# Looking for a recumbent.



## BilboSmeggins (19 Sep 2020)

Hi all. Just on the lookout for a decent recumbent. Primarily looking for a 2-wheeler, but would maybe consider a trike. Anybody got anything lurking at the back of the garage?


----------



## bobcolover (19 Sep 2020)

i have an old optima dingo lurking in the shed.... pm me for more details


----------



## BilboSmeggins (19 Sep 2020)

bobcolover said:


> i have an old optima dingo lurking in the shed.... pm me for more details



Thanks for the offer, but the Dingo doesn’t really appeal to be honest. Sorry.


----------



## bobcolover (19 Sep 2020)

No worries


----------



## PaulM (20 Sep 2020)

I'm think of selling on one of my two-wheeled bents, probably the Nazca Paseo. Lovely bike but I prefer a more upright seat.

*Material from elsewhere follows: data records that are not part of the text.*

PR #4750, opened 2022-02-15
feat(ui5-multi-combobox) Implement token range deletion

ndeshev:
Enables deletion of multiple selected tokens with 'DEL' and 'BACKSPACE' keys.

Issue: #3090

### DIFF
--- a/packages/main/src/Tokenizer.js
+++ b/packages/main/src/Tokenizer.js
@@ -215,16 +215,36 @@ class Tokenizer extends UI5Element {
 		this._scrollEnablement.scrollContainer = this.expanded ? this.contentDom : this;
 	}
 
-	_tokenDelete(event) {
+	_delete(event) {
+		if (this._selectedTokens.length) {
+			this._selectedTokens.forEach(token => this._tokenDelete(event, token));
+		} else {
+			this._tokenDelete(event);
+		}
+	}
+
+	_tokenDelete(event, token) {
 		let nextTokenIndex; // The index of the next token that needs to be focused next due to the deletion
-		const deletedTokenIndex = this._getVisibleTokens().indexOf(event.target); // The index of the token that just got deleted
+
+		const tokens = this._getVisibleTokens();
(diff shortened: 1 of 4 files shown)


packages/main/test/specs/MultiComboBox.spec.js
```diff
@@ -506,6 +506,109 @@ describe("MultiComboBox general interaction", () => {
...
+			await mcb.keys("Space");
+			await mcb.keys("ArrowDown");
+			await mcb.keys("Space");
+			await mcb.keys("ArrowDown");
+			await mcb.keys("Space");
+			await mcb.keys("ArrowDown");
+			await mcb.keys("Space");
+			await mcb.keys("ArrowDown");
+			await mcb.keys("Space");
+			await mcb.keys("Escape");
```
ivoplashkov, line 565: Can't we pre-select them in the HTML or you want them to be selected via keyboard explicitly?

ivoplashkov (changes requested):

packages/main/src/Tokenizer.js
```diff
@@ -215,16 +215,36 @@ class Tokenizer extends UI5Element {
...
+		}
+	}
+
+	_tokenDelete(event, token) {
 		let nextTokenIndex; // The index of the next token that needs to be focused next due to the deletion
-		const deletedTokenIndex = this._getVisibleTokens().indexOf(event.target); // The index of the token that just got deleted
+
+		const tokens = this._getVisibleTokens();
+		const deletedTokenIndex = token ? tokens.indexOf(token) : tokens.indexOf(event.target); // The index of the token that just got deleted
+		const notSelectedTokens = tokens.filter(t => !t.selected);
```
ivoplashkov, line 231: I would name it "token" instead of "t".

ivoplashkov (changes requested):

packages/main/src/Tokenizer.js
ndeshev: there is already a 'token' variable in the outer scope

ivoplashkov (approved):

PR #4772, opened 2022-02-17
fix(ui5-view-settings-dialog): improve the options returned by the confurn event

Todor-ads:


ilhan007:
Please provide an explanation in the commit:
- what is the improvement
- does it resolve a particular issue or it's refactoring

packages/fiori/src/ViewSettingsDialog.js
```diff
@@ -213,6 +213,7 @@ class ViewSettingsDialog extends UI5Element {
 			sortBy: [],
 			filters: [],
 		};
+		this._associatedSortByItem = null;
```
NHristov-sap, line 216: This initialization doesn't work if we have predevined selected sort item, something like this:

`
ui5-view-settings-dialog id="vsd">

		<ui5-sort-item slot="sortItems" text="Name"></ui5-sort-item>
		<ui5-sort-item slot="sortItems" text="Position" **selected**></ui5-sort-item>
		<ui5-sort-item slot="sortItems" text="Company"></ui5-sort-item>
		<ui5-sort-item slot="sortItems" text="Department"></ui5-sort-item>
...
`
In case like that, initially _associatedSortByItem remains 'null', and immediate click on 'Confirm' (or if something is changed and then 'Reset' button is clicked) will return 'null' for sortByItem while there is something selected.

Please check this scenario.

Todor-ads: Yes, but is maybe this is expected behavior. This result come from confirm event - if not interacted or not select anything new maybe is not need to return element

ilhan007: Whenever we fire an event, we need to ensure the event details are up to date and represent the current component state.
Usually, we just don't fire events, related to selection interactions, when there is no change in the selection.
However, in this case the event is called "confirm" (it's not called "change" or "selection-change"), so I guess it should be fired when the "Confirm" button is pressed, no matter if there is a change or not.
If this is true - we need to provide correct event details.

packages/fiori/test/specs/ViewSettingsDialog.spec.js
```diff
@@ -38,13 +40,14 @@ describe("ViewSettingsDialog general interaction", () => {
...
 		const viewSettingsDialog = await browser.$("#vsd");
+		const input = await browser.$("#sortByItem");
 		await btnOpenDialog.click();
 
 		assert.notOk(await viewSettingsDialog.shadow$("[sort-by]").$("ui5-li[selected]").isExisting(), "sortBy should not have an option selected");
 
 		await viewSettingsDialog.shadow$("[sort-by]").$("ui5-li").click();
 		await viewSettingsDialog.shadow$("ui5-dialog").$(".ui5-vsd-footer").$("ui5-button").click();
-
+		assert.equal(await input.getAttribute("value"), "UI5-SORT-ITEM", "sortByItem should return HTML element");
```
ilhan007, line 50: We need to verify that it returns the selected HTML element, not just a HTML element, otherwise the test is not that useful.

packages/fiori/test/pages/ViewSettingsDialog.html
```diff
@@ -88,11 +88,21 @@ <h3> ViewSettingsDialog</h3>
...
 	<script>
 		btnOpenDialog.addEventListener("click", function () {
 			vsd.show();
 		});
-		vsd.addEventListener("confirm", function(evt) {
+		vsd.addEventListener("ui5-confirm", function(evt) {
+			const sortByItemTagName = evt.detail.sortByItem && evt.detail.sortByItem.tagName;
+			const isSortDescending = evt.detail.sortDescending;
+			sortByItemTagName && document.getElementById("sortByItem").setAttribute("value", sortByItemTagName);
+			document.getElementById("sortOrder").setAttribute("value", isSortDescending);
```
ilhan007, line 104: You can just write
```js
sortByItem.value = sortByItemTagName
```
instead of
```js
document.getElementById("sortByItem").setAttribute("value", sortByItemTagName);
```

and
```js
sortOrder.value = isSortDescending
```
instead of
```js
document.getElementById("sortOrder").setAttribute("value", isSortDescending);
```

Todor-ads: done

packages/fiori/test/specs/ViewSettingsDialog.spec.js
Todor-ads: done

packages/fiori/src/ViewSettingsDialog.hbs
```diff
@@ -68,7 +68,7 @@
 						sort-by>
 						<ui5-li-groupheader>{{_sortByLabel}}</ui5-li-groupheader>
 						{{#each _currentSettings.sortBy}}
-							<ui5-li ?selected="{{this.selected}}">{{this.text}}</ui5-li>
+							<ui5-li ?selected="{{this.selected}}" .associatedItem="{{this.item2}}">{{this.text}}</ui5-li>
```
ilhan007, line 71: Is "item2" an existing field, somehow did not find it in the change?

Todor-ads: yes, I forgot to delete it

packages/fiori/src/ViewSettingsDialog.js
```diff
@@ -548,11 +549,14 @@ class ViewSettingsDialog extends UI5Element {
...
-
+			sortDescending = !this._currentSettings.sortOrder[0].selected,
+			sortBy = _currentSortBySelected && _currentSortBySelected.text,
+			sortByItem = sortBy && this.initSortByItems.filter(item => item.text === sortBy)[0].associatedItem;
 		return {
 			sortOrder,
+			sortDescending,
 			sortBy,
+			sortByItem,
 			filters: this.selectedFilters,
```
NHristov-sap, line 560: 'confirm' and 'cancel' events 'detail' description don't inlcude newly added 'sortDescending' and 'sortByItem' properties, please fix this!

NHristov-sap (changes requested):

ilhan007:
In addition, please pay attention to the commit message confurn -> confirm

packages/fiori/test/pages/ViewSettingsDialog.html
```diff
@@ -88,11 +88,20 @@ <h3> ViewSettingsDialog</h3>
...
+	<ui5-input id="sortByItem" style="display: none"></ui5-input>
+	<ui5-input id="sortOrder" style="display: none"></ui5-input>
+
 	<script>
 		btnOpenDialog.addEventListener("click", function () {
 			vsd.show();
 		});
-		vsd.addEventListener("confirm", function(evt) {
+		vsd.addEventListener("ui5-confirm", function(evt) {
+			const sortByItemTagName = evt.detail.sortByItem && evt.detail.sortByItem.tagName;
```
ilhan007, line 101: Let's stick to es5 for the moment as we do everywhere in the test pages
`const -> var`

I think `const isSortDescending` is not needed, you can just 
`sortOrder.value = evt.detail.sortDescending;`

packages/fiori/src/ViewSettingsDialog.js
```diff
@@ -548,11 +559,14 @@ class ViewSettingsDialog extends UI5Element {
 		const _currentSortOrderSelected = this._currentSettings.sortOrder.filter(item => item.selected)[0],
 			_currentSortBySelected = this._currentSettings.sortBy.filter(item => item.selected)[0],
 			sortOrder = _currentSortOrderSelected && _currentSortOrderSelected.text,
-			sortBy = _currentSortBySelected && _currentSortBySelected.text;
-
+			sortDescending = !this._currentSettings.sortOrder[0].selected,
+			sortBy = _currentSortBySelected && _currentSortBySelected.text,
+			sortByItem = sortBy && this.initSortByItems.filter(item => item.text === sortBy)[0].associatedItem;
```
ilhan007, line 564: Just to make sure I won't overlook something. What will happen if the app developer uses two sort items with the same name (although does not make sense).

Then would not this always return the first
this.initSortByItems.filter(item => item.text === sortBy)[0].associatedItem;

discovering the associated item by filtering the sort items by text does not seem robust.

Check it out and if it fails as described above, please create a separate issue, so that this is improved in future or you can try fixing it here. 

One way or another, you can see a solution pattern in the Shellbar.js/ShellBar.hbs where `refItemId` is set to the internally rendered items (ui5-li), this refId maps to the external element (in your case ui5-sort-item). Then to get the external element you can: 
```js
const sortByItem = this.initSortByItems.find(item => {
				return item._id === refItemId;
	});
```

NHristov-sap: IMO using the same named Sort Items is not a good idea in general...

NHristov-sap (approved):
Looks good

PR #4776, opened 2022-02-18
feat(ui5-multi-combobox): Implement 'Select All' functionality

ndeshev:
CTRL+A selects/deselects all (filtered) items.

Issue: #3090


ivoplashkov (commented):
Everything seems to be working well, except according to the spec, if focus is in the input and text is selected, Ctrl-A should deselect the text, which is kind of strange to me and probably should be discussed with the designers.

ivoplashkov (approved):

PR #4783, opened 2022-02-18
fix(ui5-view-settings-dialog): improving accessibility in title

tsanislavgatev:
fixes: https://github.com/SAP/ui5-webcomponents/issues/4660

### DIFF
--- a/packages/fiori/src/ViewSettingsDialog.hbs
+++ b/packages/fiori/src/ViewSettingsDialog.hbs
@@ -15,10 +15,10 @@
 						class="ui5-vsd-back-button"
 						@click="{{_navigateToFilters}}"
 					></ui5-button>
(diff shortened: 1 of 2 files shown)


ilhan007:
BTW, "fixes:" will close the related issue, but in this case, there are two more bugs described (does the change fix all the 3), so you either re-open it after this is merged, or you need to change Fixes: to Related to:

tsanislavgatev:
> BTW, "fixes:" will close the related issue, but in this case, there are two more bugs described (does the change fix all the 3), so you would need to either re-open the issue after this is merged, or you need to change Fixes: to Related to:

Wasn't sure if there was such thing as "Related to:" so i planned to re-open the issue after the closing, but i would rather use Related to and not close the issue. Thanks!

PR #4792, opened 2022-02-21
fix: display methods in child components API

ilhan007:
For child components, like the TreeItem, the playground only displays props and slots, but not methods. The change adds the method API info.


ilhan007:
FYI: @NHristov-sap

fifoosid (approved):

vladitasev (approved):

Issue #4725, opened 2022-02-10
ViewSettingsDialog: unneeded horizontal scrollbar on Firefox


LidiyaGeorgieva:
### **Bug Description**
ViewSettingsDialog has unneeded horizontal scrollbar on Firefox (on Chrome is not there).

![image](https://user-images.githubusercontent.com/7242508/153367924-4cc90424-fe61-4d12-b9af-fb83203eee47.png)

### **Steps to Reproduce**
1. Open Firefox
2. Go to https://sap.github.io/ui5-webcomponents/master/playground/fiori/pages/ViewSettingsDialog/
2. Open any ViewSettingsDialog
3. Resize the screen vertically to show vertical scrollbar -> unneeded horizontal scrollbar appears

### **Priority**
- [ ] Low
- [x] Medium
- [ ] High
- [ ] Very High

alexandar-mitsev:
Hi @SAP/ui5-webcomponents-topic-rl ,

Forwarding this ticket to you since it is related to the View Settings Dialog. Reproducible on Fireforx.

Regards,
Alexandar Mitsev

niyap:
Hello @SAP/ui5-webcomponents-topic-b,

As the View Settings Dialog is owned by you, I think that the incident is forwarded  to our team by mistake.
Could you please look over the issue?

Thank you in advance!

Kind Regards,
Niya

Issue #4724, opened 2022-02-10
DatePicker has unneeded scrollbars on Safari


LidiyaGeorgieva:
### **Bug Description**
DatePicker has unneeded scrollbars on Safari (on Chrome there are no scrollbars).

![image](https://user-images.githubusercontent.com/7242508/153359063-69dd50c9-1c48-44ef-8085-2a982ba6eb7d.png)

### **Steps to Reproduce**
1. Go to https://sap.github.io/ui5-webcomponents/master/playground/main/pages/DatePicker/)
2. Pick a date

### **Priority**
- [ ] Low
- [x] Medium
- [ ] High
- [ ] Very High

alexandar-mitsev:
Hi @ui5-webcomponents-topic-b ,

Forwarding the issue to you since it is related to Date Picker. Reproducible on Safari.

Regards,
Alexandar Mitsev

PR #4795, opened 2022-02-22
fix(ui5-view-settings-dialog): adjust scrollbar behavior 

unazko:
Problem description:
The ui5-dialog's content could have a redundant
horizontal scrollbar on Safari and Firefox when
there is a vertical scrollbar placed as an overlay.

Solution:
A right margin is applied to the ui5-view-settings-dialog
content and ui5-date-picker content.

Fixes: #4724
Fixes: #4725
Fixes: https://github.com/SAP/ui5-webcomponents/issues/4860


packages/main/src/themes/PopupsCommon.css
```diff
@@ -55,6 +55,7 @@
 
 .ui5-popup-content {
     overflow: auto;
+    scrollbar-gutter: stable;
```
ilhan007, line 58: Is it supported on Safari
https://developer.mozilla.org/en-US/docs/Web/CSS/scrollbar-gutter

There is some related issue, we need to look at it
https://bugs.webkit.org/show_bug.cgi?id=167335

unazko: You are right. The property isn't currently supported for Safari.

ilhan007:
Hello @unazko previously it was a central fix in the Popover and we did a review, it turned out not to be the right direction.
Now that the change is related to the VSD and Calendar only, you can request a review from team @SAP/ui5-webcomponents-topic-b as usual.

a-z-ivanov (commented):
I cannot reproduce the horizontal scrollbar in the ViewSettingsDialog - Firefox on Mac. Is the change still needed?

ilhan007:
Hello @unazko could you check if this issue https://github.com/SAP/ui5-webcomponents/issues/4860 is also related to the fix in this PR

tsanislavgatev (approved):
I've checked it on safari, and no scrollbars were visible. As Alex previoursly approved it, I am giving approve as well.

unazko:
Hello colleagues,

The following issue:
https://github.com/SAP/ui5-webcomponents/issues/4860 will be also fixed via the pull request.
After contacting @PetyaMarkovaBogdanova I was able to reproduce it on Chrome browser and windows as well
and confirmed that it will be fixed via the given change.

Best Regards,
Boyan Rakilovski

ilhan007 (approved):

PR #4808, opened 2022-02-23
chore: enforce "en" locale for datetime tests

ilhan007:
On some machines with locale different than "en", the tests are failing. The solution is to explicitly set the "en" locale.


ilhan007:
FYI: @nnaydenow

PR #4825, opened 2022-02-25
feat(ui5-multi-combobox): Improve F4/Alt+Down focus handling

ndeshev:
Issue #3090

F4/Alt+Down in the input focuses:
- The first item if no selected items are present
- The first selected item if there is one or more

F4/Alt+Down on a token focuses:
- The item corresponding to the focused token

F4/Alt+Down on a list item closes the suggestions popover.

If the picker is opened by the dropdown icon the input stays selected.

In all cases, all items are now shown (not filtered).


packages/main/src/MultiComboBox.js
```diff
@@ -585,6 +585,31 @@ class MultiComboBox extends UI5Element {
 		this[`_handle${event.key}`] && this[`_handle${event.key}`](event);
 	}
 
+	_handleShow(event) {
```
niyap, line 588: 1. If there is a value in the MultiComboBox and the picker is open via Arrow Up/Down + Alt or F4, the focus remains in the input field
2. When a token is selected and focused, opening the dropdown the focus goes to the corresponding suggestion but according to the specification, no matter whether the token is selected or not, when focused, on opening the dropdown the focus should go to the corresponding item. Currently, if just focused and not selected, to focus goes to the first suggestion which is not correct

niyap (changes requested):

packages/main/src/MultiComboBox.js
```diff
@@ -585,6 +585,29 @@ class MultiComboBox extends UI5Element {
...
```
niyap, line 588: Let's discuss with the team one scenario which is not valid UI5 so we can not use it as a reference: When we type a value that does not match a suggestion, on Alt + Down/F4 should we open an empty picker and the focus remains in the input field as it currently happens

niyap (changes requested):

packages/main/test/specs/MultiComboBox.spec.js
```diff
@@ -785,6 +785,96 @@ describe("MultiComboBox general interaction", () => {
...
+			const staticAreaItemClassName = await browser.getStaticAreaItemClassName("#mcb");
+			const popover = await browser.$(`.${staticAreaItemClassName}`).shadow$("ui5-responsive-popover");
+
+			await input.click();
+			await input.keys(["a", "b"]);
+			await input.keys(["Alt", "ArrowDown"]);
+
+			let listItem = await popover.$("ui5-list").$$("ui5-li")[0];
+
+			assert.equal(await listItem.getProperty("focused"), true, "The items are not filtered and the first item is focused");
```
niyap, line 858: Here is the same, they are always not filtered. In the test description above as well

niyap (changes requested):

packages/main/src/MultiComboBox.js
```diff
@@ -593,6 +600,39 @@ class MultiComboBox extends UI5Element {
...
+		const items = this.items;
+		const selectedItem = this._getSelectedItems()[0];
+		const focusedToken = this._tokenizer.tokens.find(token => token.focused);
+		const value = this.value;
+		const matchingItem = this.items.find(item => item.text.localeCompare(value, undefined, { sensitivity: "base" }) === 0);
+
+		if (this.readonly) {
+			return;
+		}
+
```
niyap, line 613: Still when the component is in readonly mode, on Alt + Arrow Down the page is scrolled. You have to prevent the default behaviour even when the control is in readonly mode.

packages/main/test/specs/MultiComboBox.spec.js
```diff
@@ -812,6 +812,96 @@ describe("MultiComboBox general interaction", () => {
 
 			assert.strictEqual(await mcb.getProperty("value"), "", "Input field is empty");
 		});
+
+		it ("F4 should focus the selected item or the first one if there is no selected", async () => {
```
niyap, line 816: Maybe, I have a problem not the change itself, but couple tests are failing locally on my machine. May I ask you to run them once again in order to compare the results as I noticed that the build was successful

niyap (changes requested):

niyap (approved):

PR #4827, opened 2022-02-25
fix(ui5-view-settings-dialog): including title in initial reading

tsanislavgatev:
related to: https://github.com/SAP/ui5-webcomponents/issues/4660


unazko (dismissed):
I've retested and its all working as specified now.

fifoosid (approved):

packages/fiori/src/ViewSettingsDialog.js
```diff
@@ -477,7 +477,11 @@ class ViewSettingsDialog extends UI5Element {
 		} else {
 			this._restoreSettings(this._confirmedSettings);
 		}
-		this._dialog.show();
+
+		this._dialog.show(true);
+
+		this._dialog.querySelector("ui5-list").accessibleNameRef = `${this.id}-label`;
```
ilhan007, line 483: Is it possible to set accessibleNameRef in the template
```hbs
<ui5-list accessible-name-ref="{{_id}}-label"
```

packages/fiori/src/ViewSettingsDialog.js
```diff
@@ -477,7 +477,11 @@ class ViewSettingsDialog extends UI5Element {
...
+		this._dialog.querySelector("ui5-list").focusFirstItem();
```
ilhan007, line 484: You should let the List owners know about this (as this is not a public API), perhaps they can document the focusFirstItem as protected, or comment that is used in VSD. 
Not sure if the existing tests are enough to cover it, but ideally if the the focusFirstItem method is renamed or removed, we need a test that fails in this case.
```js
this._dialog.querySelector("ui5-list").focusFirstItem();
```

ilhan007, line 484: this._dialog.querySelector("ui5-list") is not scope friendly - for example this won't work in any environment that uses the scoping feature of the framework. In Openui5 all components are suffixed, the ui5-list is ui5-list-ui5 foe example and the code would fail. That's why this should become:
```js
this._dialog.querySelector("[ui5-list]")
```

Issue #4443, opened 2021-12-07
ui5-date-picker: adapt and restore the time zone changing test


unazko:
Hello colleagues,

### **Bug Description**
The test with name "Calendar selection works on different timezones" is disabled via the following PR: https://github.com/SAP/ui5-webcomponents/pull/4428/
Enabling strict parsing for the ui5-date-picker component formatter by default causes this particular test to fail.
There is a mocked Date.prototype.getDate method in the test sample, which alongside with strict parsing set to true causes the
DateFormatter to not be able to parse the string values from the input fields.
### **Steps to Reproduce**
1. Go to the local test page: http://localhost:8080/test-resources/pages/DatePicker_test_page.html
2. Type "-6" into the ui5-step-input control with label "Set date 0 Timezone":
3. Press the corresponding "Apply" button
4. Grab any ui5-date-picker component element from the DOM and execute in the console:
<code>$0.getFormat().parse("Jan 1, 2019")</code>

### **Expected Behavior**
A JS date object should be successfully generated by the parse method. Instead the parse method
returns <code>null</code>.

### **Isolated Example**
Use the test page, which is relevant to the particular test: http://localhost:8080/test-resources/pages/DatePicker_test_page.html

### **Context**
- UI5 Web Components version: latest
- OS/Platform: windows
- Browser: Chrome
- Affected component: ui5-date-picker

Best Regards,
Boyan

a-z-ivanov:
The DateFormat's parse method wasn't expected to call getDate on the already correctly parsed JS Date :( However the result is declared invalid and replaced with null when the day does not match the one from the string. As we do not have a way to mock the JS Date, I suggest to delete the test.

PR #4829, opened 2022-02-28
fix(ui5-date-picker): remove time-zone test

unazko:
- The DateFormat's parse method wasn't expected
to call getDate on the already correctly parsed
JavaScript Date object. The result is declared
invalid and replaced with null when the day doen't
match the one from the string. The time-zone test
is removed as we don't have a way to mock the JS Date.

Fixes: #4443

### DIFF
--- a/packages/main/test/pages/DatePicker_test_page.html
+++ b/packages/main/test/pages/DatePicker_test_page.html
@@ -40,10 +40,6 @@
 	
 
 	<label id='lbl'>0</label>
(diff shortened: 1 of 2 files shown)


tsanislavgatev (approved):
I approve the removal of a test, if the test is made stable with hacky solution and upgrading the component might need to do more hacky solutions over just to make the test stable. I think it's better to remove such test and if needed we can either run the tests in other timezone or create a whole new test page focused on specific timezone.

Whereabouts are you?


----------



## Nigelnightmare (20 Sep 2020)

I've Got an IOWA Linear, dynamo lighting, 3 X 7 twist grip gears, new rear tyre, new brake blocks F&R, New chain and seat pad.
Full mudguards & rear rack.
Original instruction manual and sales receipt.
It would suit someone up to 5' 8" ish.
£500. Delivered to mainland UK.
HTH


----------



## BilboSmeggins (20 Sep 2020)

Nigelnightmare said:


> I've Got an IOWA Linear, dynamo lighting, 3 X 7 twist grip gears, new rear tyre, new brake blocks F&R, New chain and seat pad.
> Full mudguards & rear rack.
> Original instruction manual and sales receipt.
> It would suit someone up to 5' 8" ish.
> ...



Hi Nigel

I think, at 6’1”, I may be a bit big. Appreciate the offer though


----------



## BilboSmeggins (20 Sep 2020)

PaulM said:


> I'm think of selling on one of my two-wheeled bents, probably the Nazca Paseo. Lovely bike but I prefer a more upright seat. Whereabouts are you?



The Paseo sounds very interesting. A few more details would be good. I live in Worcestershire, but work down South, so Portsmouth would be feasible.


----------



## Ming the Merciless (20 Sep 2020)

What’s your budget?


----------



## BilboSmeggins (20 Sep 2020)

Haven’t really got one. Just after a good bike.


----------



## PaulM (20 Sep 2020)

BilboSmeggins said:


> The Paseo sounds very interesting. A few more details would be good. I live in Worcestershire, but work down South, so Portsmouth would be feasible.Are


I bought the frameset from laid back bikes. Carbon seat (medium size), carbon Meks/Saso fork, midships (detachable) and rear racks, mudguards, aerobars. Has 10-speed gearing and a compact double, but left shifter is for a triple. I've used it for a short tour in Holland and a few day rides and that's about it. Currently fitted with various lightweight bits to make it more sporty which I'd probably look to keep and swap out. Are you looking to tour or just use it for day rides?


----------



## BilboSmeggins (20 Sep 2020)

In my head, I’m off touring. In reality, probably day rides, lol. Don’t think I could get away with a medium seat though as I’m 6’1” and heavier than I would like.


----------



## BilboSmeggins (20 Sep 2020)

Looks like I’m sorted now.


----------



## PaulM (21 Sep 2020)

BilboSmeggins said:


> Looks like I’m sorted now.


So what are you getting?


----------



## BilboSmeggins (22 Sep 2020)

Popped a deposit down on a Nazca Fuego. Will collect it in a couple of weeks.


----------



## Dutch (23 Sep 2020)

I have a Performer JC70 trike, it’s very quick.
20” tyres at front with disc brakes
700cc wheel at rear 
30 Gears
just had the rear derailleur replaced, all the cable replaced in the last month Professionally.


----------



## Scoosh (1 Oct 2020)

BilboSmeggins said:


> Popped a deposit down on a Nazca Fuego. Will collect it in a couple of weeks.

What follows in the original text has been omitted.